I didn’t change any code, but the error just come from nowhere.
It can work just one hour ago.
I use nvidia-smi to check the GPU also seems fine.
Traceback (most recent call last):
File "test.py", line 39, in <module>
top_model.load_state_dict(torch.load('pkls/True_fuck_feature_top_model_basic_loss_loss_10.pkl'))
File "/home1/cbx/anaconda3/envs/torch_1.0/lib/python3.7/site-packages/torch/serialization.py", line 367, in load
return _load(f, map_location, pickle_module)
File "/home1/cbx/anaconda3/envs/torch_1.0/lib/python3.7/site-packages/torch/serialization.py", line 538, in _load
result = unpickler.load()
File "/home1/cbx/anaconda3/envs/torch_1.0/lib/python3.7/site-packages/torch/serialization.py", line 504, in persistent_load
data_type(size), location)
File "/home1/cbx/anaconda3/envs/torch_1.0/lib/python3.7/site-packages/torch/serialization.py", line 113, in default_restore_location
result = fn(storage, location)
File "/home1/cbx/anaconda3/envs/torch_1.0/lib/python3.7/site-packages/torch/serialization.py", line 95, in _cuda_deserialize
return obj.cuda(device)
File "/home1/cbx/anaconda3/envs/torch_1.0/lib/python3.7/site-packages/torch/_utils.py", line 76, in _cuda
return new_type(self.size()).copy_(self, non_blocking)
File "/home1/cbx/anaconda3/envs/torch_1.0/lib/python3.7/site-packages/torch/cuda/__init__.py", line 496, in _lazy_new
return super(_CudaBase, cls).__new__(cls, *args, **kwargs)
RuntimeError: CUDA error: out of memory
Did you update any libraries between the last successful run?
Did you specify any devices using CUDA_VISIBLE_DEVICES?
Is the GPU completely empty before you run the script?

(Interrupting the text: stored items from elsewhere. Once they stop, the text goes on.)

PR #499, opened 2021-06-03
fix grade validation event issue

cloudislife8899:


components/consistent-evaluation-page.js
```diff
@@ -641,6 +644,15 @@ export default class ConsistentEvaluationPage extends SkeletonMixin(LocalizeCons
 		}
 		return this.evaluationEntity.properties.state === publishedState;
 	}
+
+	_isInvalidGradeValue() {
```
jmurray-d2l, line 648: nit: Consider using the reverse of this `IsValidGrade`.  Below you have `if(!this.IsInvalidGrade())` Which is a double negative and adds a bit more confusion

components/consistent-evaluation-page.js
```diff
@@ -487,7 +490,7 @@ export default class ConsistentEvaluationPage extends SkeletonMixin(LocalizeCons
 		this.currentFileId = newFileId;
 	}
 	async _checkAndUpdateEvaluationEntityAndDisplayToast(newEvaluationEntity, errorTerm, successTerm) {
-		if (!newEvaluationEntity) {
+		if (!newEvaluationEntity || newEvaluationEntity.score === null) {
```
jmurray-d2l, line 493: Have you tested this with other actions?  What happens if you only update the feedback?

components/consistent-evaluation-page.js
```diff
@@ -728,14 +740,16 @@ export default class ConsistentEvaluationPage extends SkeletonMixin(LocalizeCons
 
 		await this._mutex.dispatch(
 			async() => {
-				const entity = await this._controller.fetchEvaluationEntity(false);
-				const newEvaluationEntity = await this._controller.publish(entity);
-				this._currentlySaving = false;
+				if (!(this._isInvalidGradeValue())) {
```
jmurray-d2l, line 743: I think this is okay for now, but if we need additional validation, we'll end up having to grow the conditions in this if statement.   Consider making a general validation helper that we could add to instead of having to add to this if statement.  I can help you here if you'd like

components/consistent-evaluation-page.js
JamieTran: Do we need this `null` check? Didn't you determine that the response returns the previous `score` and not `null`

package.json
```diff
@@ -39,7 +39,7 @@
   },
   "dependencies": {
     "@brightspace-ui-labs/facet-filter-sort": "^4.1.0",
-    "@brightspace-ui-labs/grade-result": "^1.2.3",
+    "@brightspace-ui-labs/grade-result": "^1.2.4",
```
JamieTran, line 42: you'll have to update `package-lock.json` to keep CI from yelling at you

components/right-panel/consistent-evaluation-grade-result.js
```diff
@@ -144,23 +144,22 @@ export class ConsistentEvaluationGradeResult extends LocalizeConsistentEvaluatio
 	onGradeChanged(e) {
 		const score = e.detail.value;
 
-		if (this.grade.isNumberGrade && (score < 0 || score > 9999999999)) {
-			return;
-		}
+		const isInvalidGrade = this.grade.isNumberGrade && (score < 0 || score > 9999999999);
```
amauryperez, line 147: I think we should stick with `isValid` here, I just remembered that leaving the textbox empty is also valid. So `const isValidGrade = !this.grade.isNumberGrade || (this.grade.isNumberGrade && (score >= 0 || score <= 9999999999));`

cloudislife8899: Leaving it empty works. I changed it to isInvalid to prevent some double negatives

jmurray-d2l (approved):

PR #506, opened 2021-06-07
US128858 / US128857 - Fixing scored discussion post filtering issue

maddiegabriel:
Added a conditional around the filtering function call so it only executes when the user changes the filtering method (instead of on each render).

This fixes [US128857](https://rally1.rallydev.com/#/42960320374d/custom/236803223728?detail=%2Fuserstory%2F601065927259), which makes [US128858 ](https://rally1.rallydev.com/#/42960320374d/dashboard?detail=%2Fuserstory%2F601066988365) obsolete.


components/left-panel/discussions/consistent-evaluation-discussion-post-page.js
```diff
@@ -188,7 +190,13 @@ export class ConsistentEvaluationDiscussionPostPage extends SkeletonMixin(RtlMix
 			sortDiscussionPosts(this._discussionPostObjects, this._currentSortingMethod);
 		}
 
-		this._displayedDiscussionPostObjects = filterDiscussionPosts(this._discussionPostObjects, this.selectedPostFilters, this.selectedScoreFilters);
+		this._displayedDiscussionPostObjects = this._discussionPostObjects;
```
JamieTran, line 193: I don't think this will work, if I'm understanding this right `this._discussionPostObjects` is always the full list of discussion posts so when a re-render happens, it will display all discussions again. 
E.g. 
1. filter by thread
2. change score (to force a re-render)
3. all posts will show again (since it doesn't make it into the conditional)

maddiegabriel: Good catch!! Added a condition to avoid that happening, unless no filters are selected

JamieTran (approved):
LGTM

jmurray-d2l (approved):
Nice work!

PR #518, opened 2021-06-09
try fix safari tests

jeroach:


vix633 (approved):
Safari tests goooo. Thanks @svanherk

PR #527, opened 2021-06-11
Use the new profile card

vix633:
This is sort of an MVP. We need to add the user progress link and maybe some other stuff.


components/header/d2l-consistent-evaluation-lcb-user-context.js
```diff
@@ -266,65 +245,18 @@ export class ConsistentEvaluationLcbUserContext extends EntityMixinLit(RtlMixin(
...
-		let displayName = undefined;
-		if (this.enrolledUser) {
-			emailHref = this.enrolledUser.emailPath;
-			instantMessageHref = this.enrolledUser.pagerPath;
-			userProgressHref = this.enrolledUser.userProgressPath;
-			userProfileHref = this.enrolledUser.userProfilePath;
-			displayName = this.enrolledUser.displayName;
-		}
-
-		if (this.anonymousInfo && this.anonymousInfo.isAnonymous && !this.anonymousInfo.assignmentHasPublishedSubmission) {
```
JamieTran, line 283: This is the only usage of `this.anonymousInfo`, is this now handled by the profile-card? If so, we could probably remove it from the properties.

Scy-D2L: Good catch - the profile card doesn't touch this at all. We'll want this check to be down in `_renderProfileImage`

vix633:
@svanherk We'd love love input on the vdiff tests we added

package.json
```diff
@@ -49,7 +49,7 @@
     "d2l-hypermedia-constants": "^6.40.0",
     "d2l-outcomes-level-of-achievements": "github:Brightspace/outcomes-level-of-achievement-ui#semver:^3",
     "d2l-outcomes-overall-achievement": "github:Brightspace/d2l-outcomes-overall-achievement#semver:^1",
-    "d2l-rubric": "github:Brightspace/d2l-rubric#semver:^3",
+    "d2l-rubric": "github:Brightspace/d2l-rubric#25d2fa24d0c13703126f9f0dafc9ce7f09f4e80a",
```
svanherk, line 52: I expect this will fail once it gets to BSI, since everything in BSI needs to be using the same version

test/perceptual/consistent-evaluation-lcb.visual-diff.js
```diff
@@ -29,6 +28,31 @@ describe('d2l-consistent-evaluation', () => {
 		await visualDiff.screenshotAndCompare(page, this.test.fullTitle(), { clip: rect });
 	});
 
+	it('renders learner profile card', async function() {
+		await page.$eval('#open-card', async(elem) => {
+			const lcb = elem.querySelector('d2l-consistent-evaluation-learner-context-bar');
+			const userContext = lcb.shadowRoot.querySelector('d2l-consistent-evaluation-lcb-user-context');
+			const card = userContext.shadowRoot.querySelector('d2l-labs-user-profile-card');
+			card._userProfileCardSettings = {
```
svanherk, line 36: Scope of the visual-diff test looks good!  Isn't just testing the card (which should in theory be covered by the visual-diff tests in the profile card repo) but you're testing a smaller piece than "the whole page" which is going to update a lot.

Setting the card settings like this is definitely fragile - ideally you'd configure this through the HM data you're passing into the test, so that changes to the card's underlying data structure and code wouldn't break this test.  But I don't know how easy/tricky that is

Scy-D2L: The component magically requests the instance-based settings internally. We never actually pass that information in to it, it just knows based on where it lives, where it needs to go looking. So running it in a non-lms environment, it will always fail-closed and assume we want to show the absolute minimum (basically just the username and contact links). It's possible that testing for that minimum is fine, since any issues relating to them would get snapped up in the profile card tests? 🤔

test/perceptual/consistent-evaluation-lcb.visual-diff.js
```diff
@@ -29,6 +28,31 @@ describe('d2l-consistent-evaluation', () => {
...
+				showOnlineStatus: true,
+				showRole: true,
+				showBadgeTrophy: true,
+				showOrgDefinedId: true
+			};
+			const listener = new Promise((resolve) => {
+				card.addEventListener('d2l-labs-user-profile-card-opened', resolve, { once: true });
+			});
+			card.open();
+			return listener;
```
svanherk, line 50: We have a [nice little `oneEvent` helper](https://github.com/BrightspaceUI/visual-diff#asynchronous-behaviors) for this if you want to use it, but what you have may work better if your event is this nested and doesn't bubble.

package.json
vix633: Yeah, just wanted to make sure we're barking up the right tree with the rubrics failures here.

test/perceptual/consistent-evaluation-lcb.visual-diff.js
svanherk: Hmm, can we mock out the secret automagic route it's calling at least?  You still know too much about the component's internals, but at least you'd only need to update things if the data/api side changed, not the component code?
Mostly just calling this out as a use-at-your-own-risk strategy, the ROI might not be worth implementing my suggestion

Scy-D2L: After some poking it's simpler to test it without passing anything. The fallback hides a bunch of information but does explode, and the effects of that only matter on the actual profile card - so we don't need to bother with it here. :) Simplified things.

Scy-D2L (approved):

PR #543, opened 2021-06-16
fix table showing up in skeleton view

cloudislife8899:


jeroach (approved):
Good catch. Sorry for missing this, and thanks for fixing it!

JamieTran (approved):

PR #575, opened 2021-06-25
US129462 - The score status in the evidence table is not correct for discussions set up to be graded at the overall Grade level

amauryperez:


maddiegabriel (approved):
Good catch, LGTM!

PR #588, opened 2021-07-07
Fix de-sync between scored post and overall grade

JamieTran:
[US129155](https://rally1.rallydev.com/#/42960320374d/custom/236803223728?detail=%2Fuserstory%2F601750512757)

- Fixes the issue where the post scores would not be synced up with the overall grade score (this is because we stopped re-fetching `discussionPostList` is updated)

PR #590, opened 2021-07-20
Fix: saving evaluation would populate discussion post scores with old grades

JamieTran:
#588 re-introduced a bug where saving evaluation would populate discussion post scores with old grades

`_refreshDiscussionPosts()` was periodically fetching the old `post-scores` due to a race condition with our transient-save. Fixed this by updating the discussion list `on-transient-save`  instead of re-fetching


jeroach (approved):
LGTM

maddiegabriel (approved):
Good stuff!

PR #402, opened 2016-01-24
Add deprecation notices to WDL specific command line functionality

geoffjentry:


geoffjentry:
@cjllanwarne @scottfrazer (also see https://github.com/broadinstitute/wdltool/pull/1 which is the corresponding change)

src/main/scala/cromwell/Main.scala
```diff
@@ -66,6 +67,10 @@ object Main extends App {
     argCapitalized = arg.capitalize
     action <- Actions.values find (_.toString == argCapitalized)
   } yield action
+
+  def deprecationNotice(): Unit = {
+    Console.err.println("This functionality is deprecated. Please use wdltool: https://github.com/broadinstitute/wdltool")
```
cjllanwarne: This is fine as long as github is the main way people will download cromwell.

As soon as people start getting Cromwell in binary form (e.g. homebrew, website, ...?) this should point to our official release place.

geoffjentry: That's exactly the plan

cjllanwarne: Also, Cromwell and wdltool appear to have different versioning structures.

Since it's a sine qua non that the versions match up - this message should point to a specific wdltool version. And wdltool should probably have a switch to say which cromwells it supports?

geoffjentry: Cromwell should not know about wdl tool and vice versa

cjllanwarne: Good point. And good latin rebuttal.

geoffjentry: It was unintentional but I smiled when I saw it

geoffjentry: Eventually the right thing to do is for both to state whichx version of the spec they support

geoffjentry:
@cjllanwarne  @scottfrazer  Note that I removed the deprecation notice from validate. While the current form wouldn't be long for this world we know that it'll reappear w/ slightly different functionality. Instead of removing it and re-adding the endpoint IMO we might as well leave it here (e.g. in the future it wouldn't be a wdl validation but just a workflow validation - whether that be wdl, cwl, etc - in the context of that cromwell jar)

cjllanwarne:
:+1: do we have a timescale for the full erasure? It might be nice to say "deprecated... and will disappear in Cromwell 0.18", for example

geoffjentry:
@cjllanwarne My plan was following the next release I'd make the change in develop, so 2 releases from now

src/main/scala/cromwell/Main.scala
```diff
@@ -66,6 +67,10 @@ object Main extends App {
     argCapitalized = arg.capitalize
     action <- Actions.values find (_.toString == argCapitalized)
   } yield action
+
+  def deprecationNotice(): Unit = {
+    Console.err.println("This functionality is deprecated and will be removed in 0.18. Please use wdltool: https://github.com/broadinstitute/wdltool")
```
scottfrazer: This might be a good place for red text instead of default colored text.  I tried it locally and it stands out a lot more for me

```
Console.err.println(TerminalUtil.highlight(1, "This functionality is deprecated and will be removed in 0.18. Please use wdltool: https://github.com/broadinstitute/wdltool"))
```

scottfrazer:
:+1: Besides the one comment

src/main/scala/cromwell/Main.scala
geoffjentry: You and your highlighting ...

PR #405, opened 2016-01-26
Update build sbt to 0.18

Horneth:
RC branch for 0.17 is here https://github.com/broadinstitute/cromwell/tree/release-0.17

### DIFF
--- a/build.sbt
+++ b/build.sbt
@@ -3,7 +3,7 @@ import sbtrelease.ReleasePlugin._
 
 name := "cromwell"
 
-version := "0.17"
+version := "0.18"
 
 organization := "org.broadinstitute"
 


mcovarr:
Is there a particular motivation for this change?

Horneth:
https://broadinstitute.atlassian.net/wiki/display/DSDEEPB/Cromwell+Release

Hey @ptrblck and @cbox, I am currently running into this issue and am wondering how it was resolved.
Did you update any libraries between the last successful run?
I am using the same conda environment, so no change in libraries.
Did you specify any devices using CUDA_VISIBLE_DEVICES ?
I am just specifying the device via: device = torch.device('cuda:4')
I am still pretty green here so I am not really sure what the difference is, however, this is the first time I have run into a situation of running out of memory on one of these particular models. (in fact, a different GPU in the cluster is currently training the exact same model).
Is the GPU completely empty before you run the script?
I also faced this problem today, and solved it by loading on ‘cpu’ first.
Later, I think the reason might be that the model was trained and saved from my gpu 0, and I tried to load it using my gpu 1. At the same time, my gpu 0 was doing something else and had no memory left. I guess that’s why loading the model on “cpu” first and sending to “gpu 1” fix the problem.